YAKIMA – With identity theft on the upswing, Aram Langhans thought he was simply being prudent when he asked the Yakima Heart Center to remove his Social Security number from its files.
“They had my insurance card and my driver’s license. What else did they need?” said Langhans, a retired public school teacher insured by Group Health.
Langhans said he was initially hooked up to a portable heart monitor that he was to wear for 24 hours, but the disagreement over his Social Security number prompted upper-level personnel to change their minds. He said moments after the device was attached, he was sent to a restroom to remove it and turned away.
Shawnie Haas, administrator of the Heart Center, an independent outpatient group practice, declined to discuss the incident. But she said in an e-mail statement that the practice protects patients’ privacy.
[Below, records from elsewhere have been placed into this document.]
PR #306, opened 2025-02-28
fix(frontend): fix incorrect error code

gregory-j-baker:
## Summary

The `getLocalizedLanguageOfCorrespondence()` functions were using the wrong error codes when throwing.

## Types of changes

- [x] 🐛 **bugfix** -- non-breaking change that fixes an issue
- [ ] ✨ **new feature** -- non-breaking change that adds functionality


sebastien-comeau (approved):
Good catch. You can also remove `NO_OPTION_SET_FOUND` that is not used anymore since my latest PR #307

gregory-j-baker:
> Good catch. You can also remove `NO_OPTION_SET_FOUND` that is not used anymore since my latest PR #307

Sure.. $25.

“The Yakima Heart Center is careful to collect data pertinent to ensuring accuracy of our patient’s medical record. Routine information collected for all patients includes name, address, date of birth, Social Security number, gender, and other specific information that helps us verify that individual’s identity and insurance enrollment or coverage data. We are careful to maintain confidentiality of all patient information in our system.”
According to state and federal regulators, private insurance companies have moved away from using Social Security numbers for patient identification. But health care providers in the Yakima Valley say they routinely collect them as “backup” in the event that patients’ insurance doesn’t pay the claim.
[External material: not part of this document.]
PR #366, opened 2025-03-07
refactor(frontend): Refactor validation errors

Dario-Au:
## Summary

[AB18963](https://dev.azure.com/ESDCCM/FSIR/_workitems/edit/18963) Refactor validation errors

There are critics of the practice.
The Social Security Administration and the state Attorney General both say that although health care providers can refuse service if patients don’t provide the number, patients should be wary of such requests.
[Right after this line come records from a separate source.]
Issue #538, opened 2020-09-14
Autocompletion/Diagnostics broken when accessing property on object within moustache tag (`bla.`)


lake2:
code：
```js
{#if user.loggedIn}<button on:click={toggle}> Log out </button>{/if}

<script>
    let user = { loggedIn: false };

    function toggle() {
        user.loggedIn = !user.loggedIn;
    }
</script>
```
when type `user.`，auto complete is broken：

![image](https://user-images.githubusercontent.com/6293752/93059583-7fa76380-f6a3-11ea-94b8-be4d61512143.png)

when type `user.a` this is no error:
```js
// expect an error here 
{#if user.a}<button on:click={toggle}> Log out </button>{/if}

<script>
    let user = { loggedIn: false };

    function toggle() {
        user.loggedIn = !user.loggedIn;
    }
</script>

```

dummdidumm:
Blocked by https://github.com/sveltejs/svelte/issues/4818

jasonlyu123:
Maybe we can replace something like `a.}` and `a?.}` to `{a }`  `{a  }` before we hand it over to the svelte compiler. That won't fix all the issue but can workaround simple one. But is it worth the hassle and will it introduce some unwanted behavior?

dummdidumm:
I think that's a good idea to explore. I guess if it sometimes will result in strange behavior (maybe, don't know) it will still be better than the current behavior.

dummdidumm:
The mentioned use case of "`.` before `}` is fixed. There surely are other cases (for example #776) where intellisense will not work properly. For these, please open a separate issue.

PR #786, opened 2021-01-28
(svelte2tsx)blank possibly operator or property access near end of mustache before svelte compile

jasonlyu123:
Run a simple scan before sending the code to the svelte compiler. Because it's mostly a syntax error to have an operator right before the end of the mustache tag. This would allow the errored syntax to be emitted untouched. Allowing better dx. But this workaround should only apply to a syntax error. So we have to check if any of it is a valid syntax.
for example:
```sv
{a?.}
{a. }
{a ? }
{a &&}
{a+}
```
#538


packages/svelte2tsx/src/utils/htmlxparser.ts
```diff
@@ -113,3 +114,57 @@ export function parseHtmlx(htmlx: string): Node {
     }
     return svelteHtmlxAst;
 }
+
+const possibleOperatorOrPropertyAccess = [
```
dummdidumm, line 118: For performance it might be better to use a `Set` here.

dummdidumm:
This looks very nice. I'm trying to think of situations where this would break otherwise correct output.
If we want to be even more safe, we could try to do two passes: One without that scan, if that works -> go on; if it doesn't -> try again with the scan. What do you think?

jasonlyu123:
Kind of wanted to just go for it XD.

dummdidumm:
I think we need this to be configurable. `svelte-check` uses `svelte2tsx`, too, and in this case we want these errors to appear.

jasonlyu123:
I agree. What about `emitOnTemplateError` in the option parameter of `svelte2tsx`

dummdidumm:
Sounds good! It should be `false` by default. We also somehow need to enhance the tests so that you can invoke `svelte2tsx` with arbitrary options and test whether it fails or not. Maybe check if there's `test.js` in the test case folder and if yes invoke that method within instead.

dummdidumm (commented):
Nice work! One more thing, then I we are good to merge I think: You put the `test.js` in the same folder as the tests for a conversion from svelte to tsx/jsx. The test utils are written such that if there's a `test.js`, the other tests will not be done anymore. So I think you need to split out the the `test.js` tests into separate folders. This would also make it more clear that these are two different tests.

jasonlyu123:
Do you mean a folder in the test folder dedicated to the custom tests?

dummdidumm:
I meant instead of 
```
html2jsx/edit-moustache
  | test.js
  | input.svelte
  | expected.jsx
```
Two sparate test cases
```
html2jsx/edit-moustache
  | input.svelte
  | expected.jsx
html2jsx/moustache-error
  | test.js
```
(same for the svelte2tsx test)

jasonlyu123:
This means we'll make the default test use the new option. And the custom one uses the default option to test it fail?

dummdidumm:
Oh I noticed just now that `test.js` actually contains two test cases, I thought it was only one and that the svelte->jsx/tsx test would be swallowed by that. Nevermind then 😄 I'll merge this then if you don't have any objections.

jasonlyu123:
Ok! no other to adjust.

“They will want to ask why the number is needed, how it’s going to be used and the implications if they refuse,” said Cynthia Edwards, a spokeswoman for the Social Security Administration in Flint, Mich.
Kristin Alexander, spokeswoman for Attorney General Rob McKenna, who has made identity theft a cornerstone of his consumer protection division, said Langhans did the right thing.
“Social Security numbers have been compromised by employees in the health care sector and other industries,” Alexander said. “Anything a company can do to reduce access, we strongly encourage.”
Exceptions exist. Alexander noted that customers have to give their Social Security numbers to credit-card companies and other institutions performing a credit check. Plus, the number appears on government-issued Medicare cards.
Aram Langhans’ primary-care doctor sent the 58-year-old Yakima resident to the Heart Center so cardiologists could check out an irregular heartbeat. He was to wear the monitor at home for a day and then return it so the results could be analyzed.
Checking in on Monday for the appointment to get the monitor, Langhans’ wife, Marjorie, noticed that his Social Security number was listed on a printout that office personnel gave them to review for accuracy.
The Langhanses are sticklers for privacy, so they asked the records clerk to remove the number. They said they were told it was office policy to require the number.
Even though Langhans was a new patient at the Heart Center, the Langhanses explained that in more than 20 years with Group Health, the carrier had never refused to pay a claim. According to the Langhanses, the office staff relented, saying if the claim came back unpaid, the Langhans would have to deal with it.
“We agreed to that and Aram went and had his chest shaved and the monitor was attached,” said Marjorie Langhans.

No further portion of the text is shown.